Open kachayev opened 11 months ago
Just to be clear. The goal here is to create a file like _office.py to download/process a tabular dataset, right ?
Exactly, but I think we want an easy one, which is a SOTA dataset I would say. Maybe we need to check the paper if we can find the more popular one. And in a second time, we will add more complex datasets to a bench_skada repo.
I would say that, first off, we need to pick a suitable tabular dataset for Domain Adaptation (DA). I've had some preliminary results with this dataset: Airline Passenger Satisfaction on Kaggle. It's perfect for our needs because you can easily differentiate between personal and business flights, giving us a clear source vs. target scenario.
Next up, let's create a concise tutorial. The goal here is to demonstrate how the performance of a classifier, trained on one domain, tends to decline when applied to another, and, how to enhance this using DA techniques. At this stage there's no need to worry dataset processing, we're talking about maybe 10-20 lines of code to download and cleanup the dataset.
Once we have this in place, our next step is to package the dataset in a user-friendly way, similar to what we've seen with Office31. This way, it's ready to roll 'out-of-the-box' for anyone installing our library.
Why this order? Well, it's crucial to ensure that our chosen dataset fits DA library needs.
Let me know what do you think.
About the dataset choice, at first glance the Airline Passenger Satisfaction on Kaggle one has no license defined, no authors name, no DOI. Thus we don't even know if its open source or not. At first we wanted to select one of the dataset used in this paper: https://arxiv.org/pdf/2312.07577.pdf These datasets are all open source and there's also benchmarks with them. However we havent decided yet which one we're going to add to skada at first. Maybe the one with the most citations? The one who seems to have the best accuracy results in the benchmarks with DA methods?
Oh, interesting. I haven't seen this paper yet. Were you able to re-run their experiments to verify results?
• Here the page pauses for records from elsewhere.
PR #12710, opened 2026-08-31
test(interop): correct regression comment wording

elonfliter:
Update the regression explanation in `InMemoryEventDb.test.ts` so the event timing is stated precisely.


radinat:
Thanks for contributing, but we currently do not accept purely cosmetic or typo fixes.

PR #12711, opened 2026-08-31
Show per-plugin transfer evidence in token ingestion preview and log

adamiak:
Resolves L2B-14727

## Problem

Researchers reviewing the token ingestion queue can't tell where an address actually appears — which interop plugins bridge it and via which transfers ([L2B-14727](https://linear.app/l2beat/issue/L2B-14727/add-more-context-to-the-token-ingestion-queue)). The issue proposed storing that context on the queue entry, but the queue deliberately carries only `(chain, address)` + status: enqueueing an already-queued address is a no-op (stored provenance would be first-writer-wins), many enqueues come from propagation (a useless "reason"), and the transfer table is a ~7-day sliding window (stored references would dangle). See the discussion on the Linear issue.

## Solution

Derive the evidence fresh from the current transfer window instead, through the existing trace pipeline:

- `getTokenRoutes()` now groups by `plugin` and joins the aggregate back to `InteropTransfer` on the sample transfer's primary key to carry that row's `srcTxHash`/`dstTxHash` (per-column `max()` would stitch hashes from different transfers). Still one query per index refresh, index size still proportional to distinct routes (× plugins, almost always 1–2).
- The `transfer-evidence` trace step summarizes matches per distinct plugin: total transfer count + one sample transfer's tx hashes (a hashed sample preferred over a busier hash-less one).
- `formatIngestionTrace` renders the summary, so it shows up in the queue **Preview** dialog and in the ingestion log persisted to `TokenDbHistory` — no UI changes needed:

```
2. Found 128 transfers (127 non-swapping). Other sides resolve to: USDC01:USDC. Transfers by plugin:
   - cctp: 125 transfers (sample: src tx 0xabc…, dst tx 0xdef…)
   - oft: 3 transfers (sample: dst tx 0x123…)
```

The design doc (`automatic_token_ingestion.md`) is updated accordingly.

## Testing

- `packages/database`: full `InteropTransferRepository` suite (112 tests) passes against the test DB, including the per-plugin `getTokenRoutes` aggregation.
- `packages/token-backend`: all 203 tests pass, including new unit tests for the per-plugin summarizer and index enrichment.
- Typechecks clean across `database`, `token-backend`, `token-ui`.

Query-cost note: the aggregation was already a full scan + hash aggregate (no index covered the old GROUP BY either); the added join does PK lookups over the small aggregated set, and the query runs once per ingestion tick, not per entry or page row.


packages/database/src/repositories/InteropTransferRepository.ts
```diff
@@ -366,14 +373,33 @@ export class InteropTransferRepository extends BaseRepository {
...
-        ...groupColumns,
-        eb.fn.countAll().as('transferCount'),
-        eb.fn.max('transferId').as('sampleTransferId'),
+      .with('route', (qb) =>
+        qb
+          .selectFrom('InteropTransfer')
+          .select((eb) => [
+            ...groupColumns,
+            eb.fn.countAll().as('transferCount'),
+            eb.fn.max('transferId').as('sampleTransferId'),
```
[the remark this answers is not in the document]
adamiak: Addressed in 251eb0c3e9 — the sample id is now picked with FILTER aggregates (both hashes → any hash → any row), so a fully hashed transfer wins within the group regardless of transfer-id ordering. Covered by two new repository tests. No extra scan or join: two conditional aggregates over rows the seq scan already reads.

packages/token-backend/src/ingestion/tokenIngestionUtils.ts
```diff
@@ -45,6 +61,58 @@ export function buildInteropTransferIndex(
...
+  candidate: InteropTransferMatch,
+  current: InteropTransferMatch,
+): boolean {
+  const candidateHasHash =
+    candidate.sampleSrcTxHash !== undefined ||
+    candidate.sampleDstTxHash !== undefined
+  const currentHasHash =
+    current.sampleSrcTxHash !== undefined ||
+    current.sampleDstTxHash !== undefined
+  if (candidateHasHash !== currentHasHash) return candidateHasHash
```
sdlyy: This can discard a fully hashed sample. Once both candidates have at least one hash, the busier route wins, so a partial sample can replace one containing both hashes. Does that make sense? If so, can we rank by hash completeness first, then transfer count, and test that case?

packages/token-backend/src/ingestion/tokenIngestionUtils.ts
```diff
@@ -19,6 +22,16 @@ export interface InteropTransferIndex {
...
 }
 
+/** Per-plugin summary of the transfers involving an address: the total count
+ * and one sample transfer's tx hashes, so a researcher can jump from the
+ * ingestion trace to an explorer. */
+export interface TransferPluginEvidence {
+  plugin: string
+  transferCount: number
+  sampleSrcTxHash: string | undefined
+  sampleDstTxHash: string | undefined
```
sdlyy: I’m not sure how useful these hashes are without chain context. When a plugin spans multiple chains, we cannot tell which explorer each source or destination hash belongs to. Should we include the source/destination chains and render chain-qualified links?

packages/token-backend/src/ingestion/tokenIngestionUtils.ts
```diff
@@ -19,6 +22,16 @@ export interface InteropTransferIndex {
   findInvolving(address: TokenAddress): InteropTransferMatch[]
 }
 
+/** Per-plugin summary of the transfers involving an address: the total count
+ * and one sample transfer's tx hashes, so a researcher can jump from the
+ * ingestion trace to an explorer. */
+export interface TransferPluginEvidence {
```
sdlyy: nit: I feel like this interface belongs closer to `IngestionStep` rather than in a generic utility file.

packages/token-backend/src/ingestion/formatIngestionTrace.ts
```diff
@@ -46,7 +47,12 @@ export function describeIngestionStep(step: IngestionStep): string {
         step.abstractTokens.length === 0
           ? 'no abstract tokens'
           : step.abstractTokens.map(formatRef).join(', ')
-      return `Found ${step.total} transfers (${step.nonSwapping} non-swapping). Other sides resolve to: ${refs}.`
+      const base = `Found ${step.total} transfers (${step.nonSwapping} non-swapping). Other sides resolve to: ${refs}.`
+      if (step.plugins.length === 0) return base
+      const plugins = step.plugins
+        .map((evidence) => `\n   - ${formatPluginEvidence(evidence)}`)
```
sdlyy: We now embed multiline list layout inside `describeIngestionStep()`. Would it make more sense for `formatIngestionTrace()` to handle the newlines and indentation?

sdlyy (approved):

packages/token-backend/src/ingestion/tokenIngestionUtils.ts
adamiak: Good catch — this was the same bug Codex found in the SQL, one level up. Fixed in 0996af589e: samples are now ranked by number of tx hashes (2 → 1 → 0) before transfer count, with a test covering both merge orders.

packages/token-backend/src/ingestion/tokenIngestionUtils.ts
adamiak: Agreed on the chain context — fixed in 0996af589e. The route's src/dst chains are now carried through to the evidence and the log reads `src tx 0x… on ethereum, dst tx 0x… on arbitrum`. Clickable explorer links would need the UI to render structured step data instead of the persisted text blob, so I left that out of this PR — happy to file it as a follow-up.

packages/token-backend/src/ingestion/tokenIngestionUtils.ts
adamiak: Moved `TransferPluginEvidence` into IngestionTrace.ts next to `IngestionStep` in 0996af589e. Note this makes the type imports between the two modules mutual (IngestionTrace already takes `TokenAddress` from the utils file) — type-only, so erased at runtime.

packages/token-backend/src/ingestion/formatIngestionTrace.ts
adamiak: Agreed — done in 0996af589e. `describeIngestionStep` returns a single line again; a new `describeIngestionStepDetails` returns the per-plugin lines and `formatIngestionTrace` owns the newlines and indentation. Output is unchanged.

I don't think we've tried to reproduce results and don't know if we plan to do it
It is a distribution shift tabular dataset, but they don't use any domain adaptation method in their benchmark :( So, I didn't try to reproduce the code. But it will be interesting for the benchmark
they don't use any domain adaptation method in their benchmark
Yeah... whichever dataset we choose, it's essential to ensure that we can showcase the use of DA methods.
For example, the one with personal/business flights I've been experimenting with.
It would be nice to have more than CV provided out-of-the box.